I recently noticed that the State of Illinois has changed the font of the *stamping* on license plates.
The design is the same, but the stamped text is a bit thinner and the glyphs are blockier.
I am surprised how much this change is bothering me, to be honest. It has never occurred to me how much that is a defining feature. The first one I saw I assumed had to be fake!
@TechConnectify Interesting that the USA is still stamping licence plates. The UK stopped doing this back in the 1970s. There was a brief period of vinyl over metal. Nowadays it's black vinyl under methacrylate with a highly reflective backing. There has recently been a spate of barely legal "3D" plates with plastic letters stuck to the front of a reflective plate. (Now outlawed for new cars.)

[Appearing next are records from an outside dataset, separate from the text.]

PR #6937, opened 2025-09-30
Sync tail RLookup with upstream RLookup after consuming results

Itzikvaknin:
In the coordinator setup, `RPNet->lookup` is constructed dynamically during execution, with each shard result contributing its own field keys to the schema.

Because of this, we cannot synchronize the RLookup instances in advance (at build time). Instead, we must perform the synchronization during execution.

Calling `RLookup_AddKeysFrom(fullyConsumedUpstreamLookup, tailLookup)` ensures that all keys written during RPNet processing are included in the upstream RLookup (the source lookup).

### DIFF
--- a/src/hybrid/hybrid_lookup_context.h
+++ b/src/hybrid/hybrid_lookup_context.h
@@ -27,7 +27,7 @@ extern "C" {
  */
 typedef struct {
   arrayof(const RLookup*) sourceLookups;  // Source lookups from each request
-  const RLookup *tailLookup;              // Unified destination lookup
+  RLookup *tailLookup;              // Unified destination lookup
 } HybridLookupContext;
 
 #ifdef __cplusplus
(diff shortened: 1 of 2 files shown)


src/hybrid/hybrid_lookup_context.h
```diff
@@ -27,7 +27,7 @@ extern "C" {
  */
 typedef struct {
   arrayof(const RLookup*) sourceLookups;  // Source lookups from each request
-  const RLookup *tailLookup;              // Unified destination lookup
+  RLookup *tailLookup;              // Unified destination lookup
```
nafraf: Fix comment alignment ? :)

nafraf (dismissed):

src/result_processor.c
```diff
@@ -1856,7 +1856,7 @@ static inline bool RPHybridMerger_Error(const RPHybridMerger *self) {
 
       // Store the final return code for this upstream
       self->upstreamReturnCodes[i] = rc;
-
+      RLookup_AddKeysFrom(self->lookupCtx->sourceLookups[i], self->lookupCtx->tailLookup, RLOOKUP_F_NOFLAGS);
```
oshadmi: Consider avoiding this on TIMEOUT on FAIL

PR #6938, opened 2025-09-30
[draft] - highlight issue

JoanFM:


tests/pytests/test_highlight.py
```diff
@@ -0,0 +1,143 @@
+# -*- coding: utf-8 -*-
+
+from includes import *
```
kei-nan, line 3: usually, we don't have the mod in the file name,, maybe as a function in the file itself.
I don't think we have a highlight test file.

src/forward_index.c
```diff
@@ -223,9 +223,15 @@ static void ForwardIndex_HandleToken(ForwardIndex *idx, const char *tok, size_t
 
 }
 
-int forwardIndexTokenFunc(void *ctx, const Token *tokInfo) {
+int forwardIndexTokenFunc(void *ctx, const Token *tokInfo, bool handle_only_highlighting_offsets) {
 #define SYNONYM_BUFF_LEN 100
   const ForwardIndexTokenizerCtx *tokCtx = ctx;
+  if (tokCtx->allOffsets && tokCtx->allOffsets->vw) {
```
kei-nan: This means that empty strings costs us additional memory, is there a way to avoid this?
I think the issue requires a bit more explanation/documentation.
The one comment above is not enough IMHO.

src/document.c
```diff
@@ -433,12 +433,9 @@ FIELD_PREPROCESSOR(fulltextPreprocessor) {
...
       Token tok = {0};
       while (0 != aCtx->tokenizer->Next(aCtx->tokenizer, &tok)) {
-        if (!indexesEmpty && tok.tokLen == 0) {
-          // Skip empty values if the field should not index them
-          // Empty tokens are returned only if the original value was empty
-          continue;
-        }
-        forwardIndexTokenFunc(&tokCtx, &tok);
+        // Decide whether tokenization needs to add empty tokens to forward index or they only need to handle the byte offsets needed for highlighting
+        bool handle_only_highlighting_offsets = (tok.tokLen == 0 && !indexesEmpty);
```
kei-nan: here I think the variable name doesn't fit the naming convention in this area of the code.

src/forward_index.c
JoanFM: Empty tokens cost us a VarInt more in the document metadata. but they are not indexed in the forward index.

I beieve you would somehow need to store this bit of information.

And given the actual Highlighting algorithm with the Offsets and Token count, it seems the safest way to go. (Considering that now I see a big risk of accessing memory out of bounds and the complexity of a potential rewrite).

will describe the investigation better

JoanFM: check the explanation added in the PR

src/document.c
JoanFM: changed in 7d438180c10a524d7c4a14049b36c1af9df65696

tests/pytests/test_highlight.py
JoanFM: changed in https://github.com/RediSearch/RediSearch/commit/7d438180c10a524d7c4a14049b36c1af9df65696

src/document.c
```diff
@@ -433,12 +433,9 @@ FIELD_PREPROCESSOR(fulltextPreprocessor) {
...
       Token tok = {0};
       while (0 != aCtx->tokenizer->Next(aCtx->tokenizer, &tok)) {
-        if (!indexesEmpty && tok.tokLen == 0) {
-          // Skip empty values if the field should not index them
-          // Empty tokens are returned only if the original value was empty
-          continue;
-        }
-        forwardIndexTokenFunc(&tokCtx, &tok);
+        // Decide whether tokenization needs to add empty tokens to forward index or they only need to handle the byte offsets needed for highlighting
+        bool handleOnlyOffsets = (tok.tokLen == 0 && !indexesEmpty);
```
kei-nan: maybe this logic can be moved inside `forwardIndexTokenFunc`?
Seems internal to the function behaviour.
Then you could add the comment to the `forwardIndexTokenFunc` documentation

JoanFM: I think then I would need to pass an `IndexesEmpty` flag, which makes `forward_index`aware of a feature that should belong to a higher abstraction. However, offsets handling seems to be a tokenizer/forward_Index responsability (this could be separated, but it is so)

kei-nan: I think the `forwardIndexTokenFunc` should see it was called with an empty token and handle it.
So on one end we keep the old code of:
```
if (!indexesEmpty && tok.tokLen == 0) {
```
At the caller level
But on the other hand we have the function check if the token was an empty string and handle it accordingly.

src/forward_index.c
kei-nan: PR description is much better,
But wonder if `forwardIndexTokenFunc` should have a bit of documentation for future generations.

JoanFM: 100% would have loved that

tests/pytests/test_highlight.py
```diff
@@ -0,0 +1,143 @@
...
+    conn.hset('doc:4153814', mapping={
+        'seattle': '',
+        'lisbon': 'my Dog sleeps',
+    })
+
+    result = env.cmd('FT.SEARCH', 'seattle_lisbon', 'Dog', 'LIMIT', '0', '1', 'SORTBY', 'lisbon', 'DESC', 'HIGHLIGHT')
+    verify_word_is_highlighted(env, result, '<b>Dog</b>')
+
+
+def test_highlight_empty_field_index_empty(env):
```
kei-nan, line 129: consider adding a test where we try and highlight an empty string

JoanFM: test exists on test_empty but will add a new one

tests/pytests/test_highlight.py
```diff
@@ -0,0 +1,189 @@
...
+              't', 'TEXT').ok()
+
+    waitForIndex(env, 't_idx')
+
+    conn.hset('doc:4153814', mapping={
+        't': '',
+    })
+
+    try:
+        _ = env.cmd('FT.SEARCH', 't_idx', '@t:("")', 'HIGHLIGHT', 'FIELDS', '1', 't')
```
kei-nan: I think we have expect().error() or something like that to test for failures

src/document.c
```diff
@@ -433,6 +439,8 @@ FIELD_PREPROCESSOR(fulltextPreprocessor) {
 
       Token tok = {0};
       while (0 != aCtx->tokenizer->Next(aCtx->tokenizer, &tok)) {
+        // Decide whether tokenization needs to add empty tokens to forward index or they only need to handle the byte offsets needed for highlighting
```
kei-nan: I think the comment need to be updated, here is an optional phrasing.

```suggestion
        // We always want to write the byte offset, even when string is empty since it is global across all fields
```

kei-nan (approved):

PR #6966, opened 2025-10-03
MOD-11660: Store KNN K in parsedVectorData

Itzikvaknin:
This is a preparation branch for the coordinator:

In the coordinator, a sorter is created for each subquery, and the heap size is defined as:
```
search: window
vsim: min(window, knn_k)
```
Our goal is to make it easier to access the `KNN K` data.

The alternative would be to navigate through:
`vsim_areq->ast->root->vn->vq->type` and
`vsim_areq->ast->root->vn->vq->knn->k`


JoanFM (commented):
cant we just have a macro accessing it?

Having duplicated info increases the risk of discrepancies IMO

Itzikvaknin:
Won't do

And you don't need to get a plate made by the government. Most auto supplies shops can do it.
@nowster plenty of states don't these days, but to be honest I don't see a reason not to other than to make the process a little cheaper. It certainly makes fake plates easy to spot.
On the point of dealerships, some of them are given a supply of pre-made plates from the state. Others, though, register your car with a temporary plate and then you get a real one in the mail in a month or so.
@mark @nowster mmm that's not really what I mean by temporary.
Dealerships do have a special dealer plate (which changes color every year) they can slap on any car to move them around or for test drives or whatever.
But at least in Illinois, the plate only serves to reference who the car belongs to. It doesn't stick with the car, it's the driver's property. So a temp plate is just a laminated piece of paper to serve that purpose between when the car is bought and the state issues a real plate.
@mark @nowster and every time the car is sold, the owner is obliged to take the plates off. If they're getting a new car, they can be transferred to the new one for a fee. Or they can just keep them as a souvenir. Or recycle them at registration offices or stick 'em in any mailbox.
If you wake up and find your plates were stolen you report them as stolen and are issued new ones. The state handles all of it and it's honestly surprising to me that that's delegated in other countries.
@TechConnectify @mark @nowster here in Romania it's even more ridiculous - thet technically belong to the car, but you're required to take the plates off and return them to the registration authority when you sell the car.
The new owner can then explicitly request to use the same number, and I think end up picking up the same plates that were dropped off by the person they got the car from but with an extra trip and paperwork involved
@hazelnot sometimes it's nice to know that our government actually has a few things it's doing *better* than other places!